Issue #2780, opened 2019-05-11
Tab key order on advanced export options is quirky


jpnance:
**Describe the bug:**
When I'm picking particular frames to export in the advanced export options, I want to be able to press tab to advance from "Start Frame" to "End Frame" but it goes in the reverse order that I would expect.

**Steps to reproduce the behavior:**
1. Go to File > Export Video > Advanced
2. Click on the "Start Frame" field, where it says 1
3. Press the tab key

**Expected behavior:**
I would have expected the "End Frame" field to now be selected but, instead, input field focus has gone away altogether. Pressing shift+tab instead for Step 3 takes the focus to the correct place.

**System Details:**
- OpenShot Version: 2.4.4
- Operating System: Windows 10

Maybe this should be rolled in with https://github.com/OpenShot/openshot-qt/issues/730?

ferdnyc:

▸ Task to carry out
Go through the records line by line, and copy each line that holds the string "behavior".

▸ Exercise output
**Steps to reproduce the behavior:**
**Expected behavior:**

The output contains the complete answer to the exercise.